Community-level externalities in child health: Evidence from Sub-Saharan Africa
by Emmanuel Skoufias, Katja Vinha
We use data from twenty countries from the harmonized versions of the Demographic and Health Surveys (DHS) for countries in Sub-Saharan Africa to investigate the extent to which contextual factors such as the level of women’s schooling in the community and the fraction of households in the community with improved water and improved sanitation facilities have an impact on child health in the short-term and in the long-term. Short-term child health is measured by the incidence of reported fever and diarrhea in the two weeks preceding the survey, and long-term child health is measured by child height for age z-scores. We employ the hybrid modeling approach that combines the strengths of random-and fixed-effects models, and considers the role of unobserved heterogeneity at the community level, so far ignored in the literature, to account for all the potential synergies in externalities at the community level. We test the sensitivity of the estimates of externalities to alternative specifications for cluster-level unobserved heterogeneity.

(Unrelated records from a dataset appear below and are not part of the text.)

PR #285, opened 2022-01-04
dns-client (mirage/lwt): avoid connecting to resolver race

hannesm:
When multiple DNS requests are issued, each of them attempts a connection to
the resolver (since the connection initialization is not tracked), leading to
multiple file descriptors being used and the fd/flow being set to one of the
connections. Instead, once a connection is attempted, establish a Lwt_condition
and wait in other promises until that is resolved before proceeding.

### DIFF
--- a/lwt/client/dns_client_lwt.ml
+++ b/lwt/client/dns_client_lwt.ml
@@ -18,6 +18,7 @@ module Transport : Dns_client.S
     timeout_ns : int64 ;
     (* TODO: avoid race, use a mvar instead of condition *)
     mutable fd : [ `Plain of Lwt_unix.file_descr | `Tls of Tls_lwt.Unix.t ] option ;
+    mutable connected_condition : unit Lwt_condition.t option ;
     mutable requests : (Cstruct.t * (Cstruct.t, [ `Msg of string ]) result Lwt_condition.t) IM.t ;
     mutable he : Happy_eyeballs.t ;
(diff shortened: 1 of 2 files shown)


lwt/client/dns_client_lwt.ml
```diff
@@ -266,6 +273,8 @@ module Transport : Dns_client.S
       Lwt.async (fun () -> Lwt_list.iter_p (handle_action t) actions);
       waiter >>= function
       | Error `Msg msg ->
+        Lwt_condition.broadcast connected_condition ();
```
reynir, line 276: If an error happens while multiple 'threads' are trying to connect it would result in retrying immediately one by one. Ideally, there would be some back-off semantics. Perhaps the condition could propagate a value of type `` [`Connected | `Retry of timeout]``, and in the case of error use Lwt_condition.signal and reuse the condition.

reynir (approved):
I like the motivation for this patch and I like the implementation. I have a concern about the failure mode, but it is no worse than the status quo.

lwt/client/dns_client_lwt.ml
hannesm: thanks for your review. My thinking is (taking non-preemptive scheduling of Lwt into account):
- we have a connection failure, and broadcast to all waiting DNS resolutions
- one of which is scheduled, which calls `connect_via_tcp_to_ns` again, which does the match on fd and connected_condition (hint: both are None)
- the branch where a new condition is allocated and t.connected_condition is mutated is taken, which leads to another connection attempt

all other tasks that are scheduled now will "wait" for yet another broadcast.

The empirical analysis confirms the role of externalities at the community level and shows that the size of these externalities varies between rural and urban areas and by outcome considered. Our results reaffirm the paramount role of externalities in maternal education on child height-for-age and on the incidence of fever and diarrhea in both urban and rural areas. No significant externalities are associated with the fraction of households in the community having improved water, though the fraction of households in the cluster with improved toilets are shown to be significantly associated with a lower probability of fever and diarrhea and improved child height-for-age, with some of these effects varying between urban and rural areas.